§ **DIRECTIONS**
Using the listing below, show all lines that hold the word "Content".

§ **INFORMATION PROVIDED**
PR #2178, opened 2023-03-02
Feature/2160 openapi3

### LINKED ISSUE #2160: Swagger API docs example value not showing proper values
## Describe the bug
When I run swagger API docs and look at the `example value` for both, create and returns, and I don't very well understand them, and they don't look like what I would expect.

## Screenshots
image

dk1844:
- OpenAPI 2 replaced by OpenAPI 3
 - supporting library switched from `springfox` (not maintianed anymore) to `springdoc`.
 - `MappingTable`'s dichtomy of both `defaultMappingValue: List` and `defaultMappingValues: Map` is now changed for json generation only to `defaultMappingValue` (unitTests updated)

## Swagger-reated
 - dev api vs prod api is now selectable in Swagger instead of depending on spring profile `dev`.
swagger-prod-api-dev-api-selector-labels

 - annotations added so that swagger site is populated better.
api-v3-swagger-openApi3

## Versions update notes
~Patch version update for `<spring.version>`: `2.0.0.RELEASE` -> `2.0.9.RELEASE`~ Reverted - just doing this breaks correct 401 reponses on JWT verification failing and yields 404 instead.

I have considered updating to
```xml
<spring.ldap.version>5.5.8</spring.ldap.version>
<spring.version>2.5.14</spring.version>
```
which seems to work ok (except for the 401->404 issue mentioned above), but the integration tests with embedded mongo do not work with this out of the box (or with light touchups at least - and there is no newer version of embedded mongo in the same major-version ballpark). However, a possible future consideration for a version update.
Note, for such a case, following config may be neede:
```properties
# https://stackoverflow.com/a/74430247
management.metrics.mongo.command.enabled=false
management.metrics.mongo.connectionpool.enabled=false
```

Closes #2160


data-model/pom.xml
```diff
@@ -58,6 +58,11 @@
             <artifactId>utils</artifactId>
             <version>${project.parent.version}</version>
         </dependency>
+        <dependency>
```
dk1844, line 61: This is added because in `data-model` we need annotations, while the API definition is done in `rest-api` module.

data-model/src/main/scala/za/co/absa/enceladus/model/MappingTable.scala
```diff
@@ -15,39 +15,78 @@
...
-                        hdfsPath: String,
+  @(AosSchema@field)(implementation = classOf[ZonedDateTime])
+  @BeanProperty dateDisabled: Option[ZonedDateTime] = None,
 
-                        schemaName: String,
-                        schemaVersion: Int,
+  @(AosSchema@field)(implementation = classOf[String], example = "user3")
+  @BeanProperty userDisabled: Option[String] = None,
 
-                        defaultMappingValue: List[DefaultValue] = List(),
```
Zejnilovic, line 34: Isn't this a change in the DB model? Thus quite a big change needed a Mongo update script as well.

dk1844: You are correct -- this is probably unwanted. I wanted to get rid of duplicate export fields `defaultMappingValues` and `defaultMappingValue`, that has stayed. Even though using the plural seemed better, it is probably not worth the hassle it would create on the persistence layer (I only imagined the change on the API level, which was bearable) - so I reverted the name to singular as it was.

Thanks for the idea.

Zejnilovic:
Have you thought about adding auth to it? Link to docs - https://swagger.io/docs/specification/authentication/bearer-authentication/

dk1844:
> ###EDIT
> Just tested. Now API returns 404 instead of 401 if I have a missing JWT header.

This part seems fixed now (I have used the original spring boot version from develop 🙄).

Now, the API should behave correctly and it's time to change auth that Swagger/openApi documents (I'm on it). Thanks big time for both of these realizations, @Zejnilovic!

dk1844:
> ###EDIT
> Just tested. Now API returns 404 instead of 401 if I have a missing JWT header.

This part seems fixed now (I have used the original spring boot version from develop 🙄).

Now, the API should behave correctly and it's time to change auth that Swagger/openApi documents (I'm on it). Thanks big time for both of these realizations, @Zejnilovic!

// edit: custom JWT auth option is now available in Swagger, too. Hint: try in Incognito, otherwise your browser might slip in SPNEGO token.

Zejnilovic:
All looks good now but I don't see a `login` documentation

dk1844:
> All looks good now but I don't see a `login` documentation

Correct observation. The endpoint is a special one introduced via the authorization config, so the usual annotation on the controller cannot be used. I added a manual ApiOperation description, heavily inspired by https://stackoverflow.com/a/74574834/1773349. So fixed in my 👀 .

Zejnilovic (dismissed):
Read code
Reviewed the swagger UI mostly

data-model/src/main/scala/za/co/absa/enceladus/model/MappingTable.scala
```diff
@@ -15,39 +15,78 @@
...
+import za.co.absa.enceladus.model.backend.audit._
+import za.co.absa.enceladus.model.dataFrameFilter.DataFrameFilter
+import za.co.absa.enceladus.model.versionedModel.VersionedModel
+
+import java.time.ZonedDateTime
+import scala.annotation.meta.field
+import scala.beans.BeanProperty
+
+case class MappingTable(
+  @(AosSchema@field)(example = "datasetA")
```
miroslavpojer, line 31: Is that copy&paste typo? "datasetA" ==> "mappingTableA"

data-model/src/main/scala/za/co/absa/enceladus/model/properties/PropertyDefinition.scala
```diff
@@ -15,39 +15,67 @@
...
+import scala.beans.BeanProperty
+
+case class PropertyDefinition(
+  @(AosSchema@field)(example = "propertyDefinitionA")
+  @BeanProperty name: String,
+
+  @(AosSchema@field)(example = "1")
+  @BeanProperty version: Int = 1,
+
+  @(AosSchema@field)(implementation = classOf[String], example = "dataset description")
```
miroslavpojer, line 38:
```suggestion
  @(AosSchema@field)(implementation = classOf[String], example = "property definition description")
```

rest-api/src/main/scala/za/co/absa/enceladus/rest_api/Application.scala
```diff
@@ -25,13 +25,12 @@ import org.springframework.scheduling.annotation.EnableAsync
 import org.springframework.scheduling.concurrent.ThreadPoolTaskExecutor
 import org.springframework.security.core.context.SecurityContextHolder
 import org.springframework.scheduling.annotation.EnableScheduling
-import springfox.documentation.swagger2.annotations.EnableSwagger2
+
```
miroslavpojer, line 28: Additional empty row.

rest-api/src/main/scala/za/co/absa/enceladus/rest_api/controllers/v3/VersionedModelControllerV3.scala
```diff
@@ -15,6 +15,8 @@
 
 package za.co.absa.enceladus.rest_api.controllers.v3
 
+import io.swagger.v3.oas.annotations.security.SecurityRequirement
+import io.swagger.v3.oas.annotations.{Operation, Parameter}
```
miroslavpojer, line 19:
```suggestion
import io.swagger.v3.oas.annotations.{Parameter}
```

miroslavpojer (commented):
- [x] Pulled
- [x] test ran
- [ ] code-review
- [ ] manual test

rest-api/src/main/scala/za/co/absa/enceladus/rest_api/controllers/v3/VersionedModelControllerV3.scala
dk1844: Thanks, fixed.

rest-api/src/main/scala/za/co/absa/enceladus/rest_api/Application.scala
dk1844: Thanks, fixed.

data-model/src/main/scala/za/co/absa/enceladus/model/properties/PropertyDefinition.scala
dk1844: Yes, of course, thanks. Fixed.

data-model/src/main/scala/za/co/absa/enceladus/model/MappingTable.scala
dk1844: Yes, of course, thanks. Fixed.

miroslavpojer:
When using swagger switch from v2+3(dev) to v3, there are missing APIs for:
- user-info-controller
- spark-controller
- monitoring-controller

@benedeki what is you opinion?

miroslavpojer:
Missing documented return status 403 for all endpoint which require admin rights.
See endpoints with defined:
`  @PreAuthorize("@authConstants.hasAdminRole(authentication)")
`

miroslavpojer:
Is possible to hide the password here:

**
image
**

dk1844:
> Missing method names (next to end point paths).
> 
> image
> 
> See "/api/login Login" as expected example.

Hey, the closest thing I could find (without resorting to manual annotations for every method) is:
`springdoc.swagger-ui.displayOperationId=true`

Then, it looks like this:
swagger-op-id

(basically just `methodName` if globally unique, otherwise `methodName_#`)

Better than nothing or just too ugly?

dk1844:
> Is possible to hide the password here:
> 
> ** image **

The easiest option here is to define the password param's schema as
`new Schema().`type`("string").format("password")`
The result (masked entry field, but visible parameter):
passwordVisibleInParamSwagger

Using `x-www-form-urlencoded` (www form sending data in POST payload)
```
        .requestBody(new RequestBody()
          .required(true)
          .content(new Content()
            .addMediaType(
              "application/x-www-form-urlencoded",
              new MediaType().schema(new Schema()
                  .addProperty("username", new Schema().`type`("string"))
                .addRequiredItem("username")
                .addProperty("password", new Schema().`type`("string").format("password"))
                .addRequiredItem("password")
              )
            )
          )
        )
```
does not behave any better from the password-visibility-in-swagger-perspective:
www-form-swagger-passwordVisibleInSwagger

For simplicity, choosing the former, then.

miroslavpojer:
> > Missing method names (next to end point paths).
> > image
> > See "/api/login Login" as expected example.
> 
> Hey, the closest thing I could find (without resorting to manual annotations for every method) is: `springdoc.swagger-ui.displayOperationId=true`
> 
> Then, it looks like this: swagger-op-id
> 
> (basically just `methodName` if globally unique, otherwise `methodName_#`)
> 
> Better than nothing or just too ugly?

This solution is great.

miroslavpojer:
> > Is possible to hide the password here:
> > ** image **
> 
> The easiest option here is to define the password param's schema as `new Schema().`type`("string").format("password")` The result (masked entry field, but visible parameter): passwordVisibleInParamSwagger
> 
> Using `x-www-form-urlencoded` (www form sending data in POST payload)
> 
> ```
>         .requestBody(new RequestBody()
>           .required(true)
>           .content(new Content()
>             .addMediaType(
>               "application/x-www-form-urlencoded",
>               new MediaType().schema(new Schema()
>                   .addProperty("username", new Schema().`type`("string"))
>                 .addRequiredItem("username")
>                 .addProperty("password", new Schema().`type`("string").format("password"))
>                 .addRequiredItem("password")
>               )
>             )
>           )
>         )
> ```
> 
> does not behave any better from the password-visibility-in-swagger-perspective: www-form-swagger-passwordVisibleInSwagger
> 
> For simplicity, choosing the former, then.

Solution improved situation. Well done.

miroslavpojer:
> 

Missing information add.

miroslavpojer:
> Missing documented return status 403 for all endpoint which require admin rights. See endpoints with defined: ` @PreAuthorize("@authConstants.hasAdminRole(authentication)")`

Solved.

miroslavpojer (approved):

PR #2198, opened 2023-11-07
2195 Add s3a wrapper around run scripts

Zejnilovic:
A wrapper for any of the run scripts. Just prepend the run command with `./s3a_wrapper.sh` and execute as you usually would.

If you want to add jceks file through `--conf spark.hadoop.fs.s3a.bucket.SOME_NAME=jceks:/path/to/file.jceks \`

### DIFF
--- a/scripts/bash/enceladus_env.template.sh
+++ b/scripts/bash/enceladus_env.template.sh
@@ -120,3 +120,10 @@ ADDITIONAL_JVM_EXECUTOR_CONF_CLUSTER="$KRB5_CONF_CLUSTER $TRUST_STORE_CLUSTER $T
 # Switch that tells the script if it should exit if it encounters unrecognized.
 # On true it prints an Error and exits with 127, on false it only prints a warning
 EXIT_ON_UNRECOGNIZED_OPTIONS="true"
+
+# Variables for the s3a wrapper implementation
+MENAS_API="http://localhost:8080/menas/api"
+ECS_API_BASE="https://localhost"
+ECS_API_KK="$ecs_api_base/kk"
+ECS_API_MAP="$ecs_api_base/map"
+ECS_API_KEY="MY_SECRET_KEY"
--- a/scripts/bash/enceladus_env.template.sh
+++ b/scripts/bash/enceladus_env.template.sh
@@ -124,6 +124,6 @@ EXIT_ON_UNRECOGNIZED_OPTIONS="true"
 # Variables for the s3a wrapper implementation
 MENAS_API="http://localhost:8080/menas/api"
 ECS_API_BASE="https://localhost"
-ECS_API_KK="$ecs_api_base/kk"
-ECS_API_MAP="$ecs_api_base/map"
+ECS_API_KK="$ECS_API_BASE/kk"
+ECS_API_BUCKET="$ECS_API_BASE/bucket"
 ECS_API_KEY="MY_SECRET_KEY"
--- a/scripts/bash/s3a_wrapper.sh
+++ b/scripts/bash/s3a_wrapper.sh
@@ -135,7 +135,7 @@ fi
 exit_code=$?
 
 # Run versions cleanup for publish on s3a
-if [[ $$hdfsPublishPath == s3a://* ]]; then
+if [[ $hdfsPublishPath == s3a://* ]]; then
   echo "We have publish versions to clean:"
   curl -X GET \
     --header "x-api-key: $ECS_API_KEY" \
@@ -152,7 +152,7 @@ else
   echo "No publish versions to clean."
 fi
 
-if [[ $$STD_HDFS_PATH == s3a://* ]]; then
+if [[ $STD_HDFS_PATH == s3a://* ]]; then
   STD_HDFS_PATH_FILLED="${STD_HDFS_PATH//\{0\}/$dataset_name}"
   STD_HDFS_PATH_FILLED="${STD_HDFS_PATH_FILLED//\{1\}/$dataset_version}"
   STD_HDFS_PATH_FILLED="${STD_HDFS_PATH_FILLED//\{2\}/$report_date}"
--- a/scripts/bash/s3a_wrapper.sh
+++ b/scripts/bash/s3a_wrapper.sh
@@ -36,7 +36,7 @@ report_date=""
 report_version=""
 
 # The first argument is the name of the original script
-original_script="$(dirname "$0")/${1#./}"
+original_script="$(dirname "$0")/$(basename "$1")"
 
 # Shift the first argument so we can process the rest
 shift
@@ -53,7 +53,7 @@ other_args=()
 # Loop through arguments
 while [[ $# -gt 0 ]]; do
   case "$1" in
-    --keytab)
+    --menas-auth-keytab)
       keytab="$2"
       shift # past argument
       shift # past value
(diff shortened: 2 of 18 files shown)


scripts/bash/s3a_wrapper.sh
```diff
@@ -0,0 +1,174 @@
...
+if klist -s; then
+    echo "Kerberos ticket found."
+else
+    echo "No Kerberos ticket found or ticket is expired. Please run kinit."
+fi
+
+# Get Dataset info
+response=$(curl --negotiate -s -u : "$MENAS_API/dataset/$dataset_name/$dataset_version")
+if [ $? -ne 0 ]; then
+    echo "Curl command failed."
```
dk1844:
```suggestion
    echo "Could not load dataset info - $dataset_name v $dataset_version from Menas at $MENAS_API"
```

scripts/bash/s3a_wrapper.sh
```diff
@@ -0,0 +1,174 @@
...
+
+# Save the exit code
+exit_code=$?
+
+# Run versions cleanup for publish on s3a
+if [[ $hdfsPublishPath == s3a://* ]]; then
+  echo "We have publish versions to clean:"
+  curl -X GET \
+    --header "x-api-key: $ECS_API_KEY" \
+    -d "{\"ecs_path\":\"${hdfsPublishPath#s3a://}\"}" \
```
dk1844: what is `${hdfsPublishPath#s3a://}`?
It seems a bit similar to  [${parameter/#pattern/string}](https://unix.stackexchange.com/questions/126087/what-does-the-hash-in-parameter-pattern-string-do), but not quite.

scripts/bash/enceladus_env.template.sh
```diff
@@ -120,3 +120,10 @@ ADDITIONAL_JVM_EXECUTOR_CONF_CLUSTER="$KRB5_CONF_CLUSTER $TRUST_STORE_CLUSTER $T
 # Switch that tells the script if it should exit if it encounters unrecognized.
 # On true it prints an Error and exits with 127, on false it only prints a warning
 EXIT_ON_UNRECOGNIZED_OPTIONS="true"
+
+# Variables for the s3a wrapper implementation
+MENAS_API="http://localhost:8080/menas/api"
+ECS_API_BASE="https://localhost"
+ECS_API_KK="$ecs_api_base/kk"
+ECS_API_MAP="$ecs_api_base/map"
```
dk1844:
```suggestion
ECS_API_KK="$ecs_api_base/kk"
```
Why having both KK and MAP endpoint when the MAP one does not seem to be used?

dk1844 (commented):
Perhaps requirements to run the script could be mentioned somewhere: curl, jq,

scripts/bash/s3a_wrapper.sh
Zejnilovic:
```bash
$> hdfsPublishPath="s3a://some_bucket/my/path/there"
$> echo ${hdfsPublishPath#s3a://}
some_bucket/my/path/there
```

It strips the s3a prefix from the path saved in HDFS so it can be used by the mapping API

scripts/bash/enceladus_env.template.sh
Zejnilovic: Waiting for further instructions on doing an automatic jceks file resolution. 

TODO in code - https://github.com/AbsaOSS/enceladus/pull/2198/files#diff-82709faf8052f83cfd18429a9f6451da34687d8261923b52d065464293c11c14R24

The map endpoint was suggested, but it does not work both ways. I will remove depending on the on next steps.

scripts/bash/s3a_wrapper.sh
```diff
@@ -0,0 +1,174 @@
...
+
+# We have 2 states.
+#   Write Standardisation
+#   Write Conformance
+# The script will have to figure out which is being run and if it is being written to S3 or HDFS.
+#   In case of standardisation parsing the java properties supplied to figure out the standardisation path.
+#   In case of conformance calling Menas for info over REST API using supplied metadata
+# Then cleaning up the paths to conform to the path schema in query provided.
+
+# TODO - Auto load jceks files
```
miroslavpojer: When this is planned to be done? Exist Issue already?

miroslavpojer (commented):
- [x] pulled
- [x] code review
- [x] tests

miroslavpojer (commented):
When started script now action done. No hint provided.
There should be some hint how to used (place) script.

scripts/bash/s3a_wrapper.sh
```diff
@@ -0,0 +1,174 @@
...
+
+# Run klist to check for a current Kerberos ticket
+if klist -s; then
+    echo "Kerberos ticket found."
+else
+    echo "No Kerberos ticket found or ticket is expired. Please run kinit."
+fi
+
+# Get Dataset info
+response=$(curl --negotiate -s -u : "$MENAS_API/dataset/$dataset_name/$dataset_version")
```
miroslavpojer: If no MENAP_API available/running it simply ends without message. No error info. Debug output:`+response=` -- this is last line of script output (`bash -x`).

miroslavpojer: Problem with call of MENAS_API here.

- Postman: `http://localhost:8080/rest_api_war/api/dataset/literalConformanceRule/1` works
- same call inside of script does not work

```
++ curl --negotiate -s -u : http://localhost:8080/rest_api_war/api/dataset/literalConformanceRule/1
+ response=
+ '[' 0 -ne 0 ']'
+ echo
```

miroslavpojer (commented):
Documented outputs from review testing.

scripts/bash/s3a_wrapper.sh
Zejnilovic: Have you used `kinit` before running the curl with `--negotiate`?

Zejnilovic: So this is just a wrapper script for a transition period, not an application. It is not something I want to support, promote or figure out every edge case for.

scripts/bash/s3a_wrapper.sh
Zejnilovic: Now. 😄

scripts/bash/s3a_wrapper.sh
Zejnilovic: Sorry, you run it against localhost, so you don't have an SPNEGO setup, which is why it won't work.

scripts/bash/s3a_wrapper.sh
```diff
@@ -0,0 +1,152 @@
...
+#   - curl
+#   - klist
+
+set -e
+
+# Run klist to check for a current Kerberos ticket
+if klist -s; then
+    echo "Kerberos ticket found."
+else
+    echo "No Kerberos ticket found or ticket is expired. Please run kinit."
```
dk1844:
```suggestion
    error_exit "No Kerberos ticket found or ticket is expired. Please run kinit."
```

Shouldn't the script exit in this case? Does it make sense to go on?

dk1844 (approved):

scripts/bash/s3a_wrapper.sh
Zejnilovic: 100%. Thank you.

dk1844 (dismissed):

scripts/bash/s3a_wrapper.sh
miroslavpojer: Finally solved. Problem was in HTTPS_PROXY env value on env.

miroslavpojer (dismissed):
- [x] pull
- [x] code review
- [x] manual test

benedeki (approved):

§ **OUTPUT OF THE TASK**
          .content(new Content()
>           .content(new Content()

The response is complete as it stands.